Saturday, December 17, 2022

Dreams

One thing I did not update you on since my Hope post was that G rang me in the middle of the night in hospital to say he had been kidnapped & put in a mental health ward. He asked me to call the police. He was moved on the middle of the night  which should not happened. The next day he told me he could be discharged after he had a scan. He told me he had the scan so I picked him up. That night he told me he stayed in the corridor  all night because he saw rats running across the floor & he did not know where he  was. He thought he was in a care home & he was a member of staff. The night he  wanted me to call the police I spoke to the doctor on the ward who said he thought G was having symptoms of detox  After I picked him up he said he saw a rat running across our bedroom floor, & then admitted to me the doctor had  spoken to him & expressed his  concern G war suffering alcohol withdrawal & was hallucinating & should not leave.  G left & drank a very few ciders  ( which stopped withdrawal symptoms) but did not solve the problem  

High alert

There are many times I should post & I don't. A week or so ago I had a really horrible night of G's extreme anger. I could tell you the date if you looked in my diary. G spent about an hour & a half shouting at me really nasty stuff. I'm the biggest bitch in the world, nastiest person ever  etc. I'm not. I know that & I don't need to go into why I'm not in this post. Up until G started to realise his drinking was affecting his health I hated weekends.  I was on high alert, high anxiety all the time after a week working. Even when working I've had days when G has been so pissed when I'm working  I've been so worried about background noise if I've been in a meeting or on a call with my manager. 

Anyway that's not the reason I am posting tonight. The main reason I am posting tonight is now we have a dog & tonight Tiger (who is 8  we've have only had him 6 months) has been on high alert. I've had years to get to know G but Tiger hasn't & when G's drunk & hyper now it's not just affecting me: it's affecting Tiger & I spent a lot of time tonight cuddling him & trying to stop him from shaking & panting & this happens a lot since we had him. 
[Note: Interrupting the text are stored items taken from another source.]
PR #378, opened 2023-11-05
v3: link with as child pattern

jeetiss:
`<Link asChild />` feature

### usage

```
// right

<Link to='href' ref={ref}>
  link
</Link>

<Link to='href' ref={ref} className={'hello'}>
  link
</Link>

<Link to='href' asChild>
  <Button>hello world</Button>
</Link>

<Link to='href' asChild>
  <Button ref={ref}>hello world</Button>
</Link>

// wrong

<Link to='href' asChild ref={ref} className={'noo'}>
  <Button ref={ref}>hello world</Button>
</Link>

<Link to='href' asChild>
  text
</Link>
```

### DIFF
--- a/packages/wouter-preact/types/index.d.ts
+++ b/packages/wouter-preact/types/index.d.ts
@@ -81,9 +81,9 @@ export type NavigationalProps<
 > = ({ to: Path; href?: never } | { href: Path; to?: never }) &
   HookNavigationOptions<H>;
 
-type AsChildProps<RequiredProps, DefaultElementProps> =
-  | ({ asChild?: false } & RequiredProps & DefaultElementProps)
-  | ({ asChild: true; children: ComponentChildren } & RequiredProps);
+type AsChildProps<ComponentProps, DefaultElementProps> =
+  | ({ asChild?: false } & ComponentProps & DefaultElementProps)
+  | ({ asChild: true; children: ComponentChildren } & ComponentProps);
 
 export type LinkProps<H extends BaseLocationHook = BrowserLocationHook> =
   AsChildProps<NavigationalProps<H>, JSX.HTMLAttributes>;
--- a/packages/wouter-preact/types/index.d.ts
+++ b/packages/wouter-preact/types/index.d.ts
@@ -81,11 +81,12 @@ export type NavigationalProps<
 > = ({ to: Path; href?: never } | { href: Path; to?: never }) &
   HookNavigationOptions<H>;
 
-export type LinkProps<H extends BaseLocationHook = BrowserLocationHook> = Omit<
-  JSX.HTMLAttributes,
-  "href"
-> &
-  NavigationalProps<H>;
+type AsChildProps<RequiredProps, DefaultElementProps> =
+  | ({ asChild?: false } & RequiredProps & DefaultElementProps)
+  | ({ asChild: true; children: ComponentChildren } & RequiredProps);
+
+export type LinkProps<H extends BaseLocationHook = BrowserLocationHook> =
+  AsChildProps<NavigationalProps<H>, JSX.HTMLAttributes>;
 
 export type RedirectProps<H extends BaseLocationHook = BrowserLocationHook> =
   NavigationalProps<H> & {
--- a/packages/wouter/src/index.js
+++ b/packages/wouter/src/index.js
@@ -189,8 +189,10 @@ export const Link = forwardRef((props, ref) => {
     onClick: _onClick,
     asChild,
     children,
+    /* eslint-disable no-unused-vars */
     replace /* ignore nav props */,
     state /* ignore nav props */,
+    /* eslint-enable no-unused-vars */
     ...restProps
   } = props;
 
--- a/packages/wouter/src/index.js
+++ b/packages/wouter/src/index.js
@@ -215,7 +215,15 @@ export const Link = forwardRef((props, ref) => {
     });
   }
 
-  return h("a", { ...props, href: link, onClick: handleClick, to: null, ref });
+  return h("a", {
+    ...props,
+    href: link,
+    onClick: handleClick,
+    to: null,
+    replace: null,
+    state: null,
+    ref,
+  });
 });
 
 const flattenChildren = (children) => {
--- a/packages/wouter/src/index.js
+++ b/packages/wouter/src/index.js
@@ -204,12 +204,15 @@ export const Link = forwardRef((props, ref) => {
     }
   });
 
+  // handle nested routers and absolute paths
   const link = href[0] === "~" ? href.slice(1) : router.base + href;
 
   if (asChild) {
-    const jsx = isValidElement(children) ? children : null;
-    return cloneElement(jsx, {
-      // handle nested routers and absolute paths
+    if (!isValidElement(children)) {
+      throw Error("Only one child allowed");
+    }
+
+    return cloneElement(children, {
       href: link,
       onClick: handleClick,
     });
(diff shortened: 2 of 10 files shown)


packages/wouter/src/index.js
```diff
@@ -204,17 +204,29 @@ export const Link = forwardRef((props, ref) => {
...
-  // wraps children in `a` if needed
-  const extraProps = {
-    // handle nested routers and absolute paths
-    href: href[0] === "~" ? href.slice(1) : router.base + href,
+  // handle nested routers and absolute paths
+  const link = href[0] === "~" ? href.slice(1) : router.base + href;
+
+  if (asChild) {
+    if (!isValidElement(children)) {
+      throw Error("Only one child allowed");
```
jeetiss, line 212: I'm not sure about `error` here. is it okay to trow error when children are invalid?

@molefrog what do you think?

packages/wouter-preact/types/index.d.ts
```diff
@@ -81,11 +81,12 @@ export type NavigationalProps<
...
-  JSX.HTMLAttributes,
-  "href"
-> &
-  NavigationalProps<H>;
+type AsChildProps<RequiredProps, DefaultElementProps> =
+  | ({ asChild?: false } & RequiredProps & DefaultElementProps)
+  | ({ asChild: true; children: ComponentChildren } & RequiredProps);
+
+export type LinkProps<H extends BaseLocationHook = BrowserLocationHook> =
+  AsChildProps<NavigationalProps<H>, JSX.HTMLAttributes>;
```
jeetiss, line 89: I have no experience with preact types, could you review it with more passion?

packages/wouter/test/link.test-d.tsx
```diff
@@ -1,44 +1,60 @@
...
-      <Link href="/" state={undefined}>
-        test
-      </Link>
-    );
-    assertType(
-      <Link href="/" state="string">
-        test
-      </Link>
-    );
+  it("should throw error when `to` and `href` props are used in same time", () => {
```
molefrog, line 12: I would rephrase this, because technically it doesn't throw an error. Maybe:
```suggestion
  it("does not allow `to` and `href` props to be used at the same time", () => {
```

packages/wouter/test/link.test-d.tsx
```diff
@@ -1,44 +1,60 @@
...
+    // @ts-expect-error
+    <Link to="/hello" href="/world">
+      Hello
+    </Link>;
+  });
+
+  it("should inherit props from `HTMLAnchorElements`", () => {
```
molefrog, line 19:
```suggestion
  it("should inherit props from `HTMLAnchorElement`", () => {
```

packages/wouter/test/link.test-d.tsx
```diff
@@ -56,19 +72,61 @@ describe("Link's ref", () => {
...
-    <Link to="/">
-      <Component ref={ref}></Component>
+  it("should throw error when `to` and `href` props are used in same time", () => {
+    // @ts-expect-error
+    <Link to="/hello" href="/world" asChild>
+      <a>Hello</a>
+    </Link>;
+  });
+
+  it("should throw error when unsupported props are provided", () => {
```
molefrog, line 94: Same here.

packages/wouter/test/link.test-d.tsx
```diff
@@ -56,19 +72,61 @@ describe("Link's ref", () => {
...
+    // @ts-expect-error
+    <Link to="/" asChild ref={null}>
+      <a>Hello</a>
     </Link>;
   });
-});
 
-const Component = React.forwardRef<{ hello: "world" }>((props, ref) => {
-  return <>test</>;
+  it("should throw error when to and href props are used in same time", () => {
```
molefrog, line 116: And here.

packages/wouter/test/link.test-d.tsx
```diff
@@ -56,19 +72,61 @@ describe("Link's ref", () => {
...
   });
+});
 
-  it("should work with composed components", () => {
-    const ref = React.useRef<React.ElementRef<typeof Component>>(null);
+describe("<Link /> in asChild mode", () => {
+  it("should work", () => {
+    <Link to="/" asChild>
+      <a>Hello</a>
+    </Link>;
```
molefrog, line 84: I would also test custom component just in case to show that not only links are allowed here.

packages/wouter/test/link.test-d.tsx
```diff
@@ -1,44 +1,60 @@
...
+  });
+
+  it("should support other navigation params", () => {
+    <Link href="/" state={{ a: "foo" }}>
+      test
+    </Link>;
+
+    <Link href="/" replace>
+      test
+    </Link>;
```
molefrog, line 44: At the same time, using anything other than boolean as `replace` should not be allowed. Could you test that as well?

packages/wouter/test/link.test-d.tsx
```diff
@@ -1,44 +1,60 @@
...
+
+    <Link href="/" state={undefined}>
+      test
+    </Link>;
   });
```
molefrog, line 49: Imo, we should also test generic Link type with custom navigation hook. Let's say for example `useNetworkLocation` and `navigate({ host: "whatever", retries: 4 })`.

packages/wouter/test/link.test.tsx
```diff
@@ -1,206 +1,221 @@
...
+  });
 });
 
-it("renders `href` with basepath", () => {
-  const { getByTestId } = render(
-    <Router base="/app">
-      <Link href="/dashboard" data-testid="link" />
-    </Router>
-  );
+describe("<Link /> in asChild mode", () => {
```
molefrog, line 169:
```suggestion
describe("<Link /> with `asChild` props", () => {
```

packages/wouter/test/link.test.tsx
```diff
@@ -1,206 +1,221 @@
...
+  it("works for any other elements as well", () => {
```
molefrog, line 170: I think the test case label is a bit confusing. How about:

```suggestion
  it("when `asChild` is not specified, wraps the children in an <a />", () => {
```

packages/wouter/types/index.d.ts
```diff
@@ -113,8 +107,18 @@ export function Redirect<H extends BaseLocationHook = BrowserLocationHook>(
   context?: any
 ): ReactElement<any, any> | null;
 
+type AsChildProps<RequiredProps, DefaultElementProps> =
```
molefrog, line 110: What do you think about renaming `RequiredProps` to something like `NavigateOptions`?

molefrog (changes requested):

packages/wouter-preact/types/index.d.ts
molefrog: I am not an expert either but could you try `JSX.IntrinsicElements["a"]`? This should give attributes tailored to `a` (mostly to get the proper type in event handlers).

packages/wouter/types/index.d.ts
jeetiss: This is a generic type that can be used with other components, not only with links.

I renamed this prop to `ComponentProps`, is this a better name?

packages/wouter/test/link.test-d.tsx
jeetiss: typescript can't check children types, so if a regular one works, custom would work too

packages/wouter-preact/types/index.d.ts
jeetiss: `JSX.IntrinsicElements["a"]` nope
it doesn't work

molefrog (approved):
👍

packages/wouter-preact/types/index.d.ts
molefrog: Ok!

molefrog (approved):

G wanted a dog (as did I) but G gets annoyed with him when he's not as affectionate with him (because he's nervous & scared) & he is horrible to Tiger. I can cope with him being horrible to me but a dog doesn't  understand. I knew what G was like,  but I really did  not think he would be that way with a dog. I thought a dog would calm him & not be another reason for his extreme anger. I feel so guilty I've  put a dog into this situation & I'm worried the high stress Tiger is experiencing will shorten his life. He is such a gorgeous dog & does not deserve to have to deal with such a selfish bastard. (I was trying to think of the words  to descr ibe G &  when he is not drinking too much he's anything but,however  when he's drinking  I think  got the description right) 

Wednesday, November 16, 2022

Hope

I have not posted since saying I was back. It's difficult having any time to myself to write about my experience of living with an alcoholic, & I only have time because G is in hospital due to Pancreatitis. It's not the first time he's been in hospital with this & after  the last time he was doing really well cutting back on alcohol for a while, but  he started having more & more binges. I was waking up in the morning to him being drunk. I have been in a high alert state of anxiety  a lot of days. Worried about him falling down, often being subject to extreme anger, & wishing he would fall asleep for 2 reasons 1/ to have a bit of peace for a while & 2/ when he was asleep he was having a break from drinking. After working all week, weekends can be a complete nightmare. However this time around in hospital, he has stayed in for a 2nd night, as he is getting treatment in a drip to detox. Last time he was in with pancreatitis he discharged himself the night he went  in. He has made the decision to stay in & detox so this post is titled hope because I have hope. Xxx


Sunday, September 18, 2022

I'm back.

So its been many years since Ive last blogged but feel now I need to keep a record again of whats been going on in my life. Not the best timing but before tonight I had not posted as I thought because I probably could not remenber a password from over 12 years ago I would not be able to post on here & I tried to log in & it took me right here. If this posts I will start writing again: experiences of living with an acloholic. An alcoholic who has anger problems. Who I agree with even if I don't agree with him to prevent him going off the wall & getting really angry. Thing is when he does not drink too much & does not get angry hes lovely. Tonight I did a risk assessment with the police but because the situation has calmed down & I wanted to get back to a peacefull evening I did play down a lot of the questions. Yes he has tried to prevent me having contact with friends & even my family which he hasnt suceeded in. Yes he does completely want to know word for word what I write in messages I send to people & exactly what they say to me. He needs to know where I am & what Im doing all the time. He is manipulative. He makes me feel like I the one in the wrong all the time. I feel completely controled. I am a strong woman but im struggling.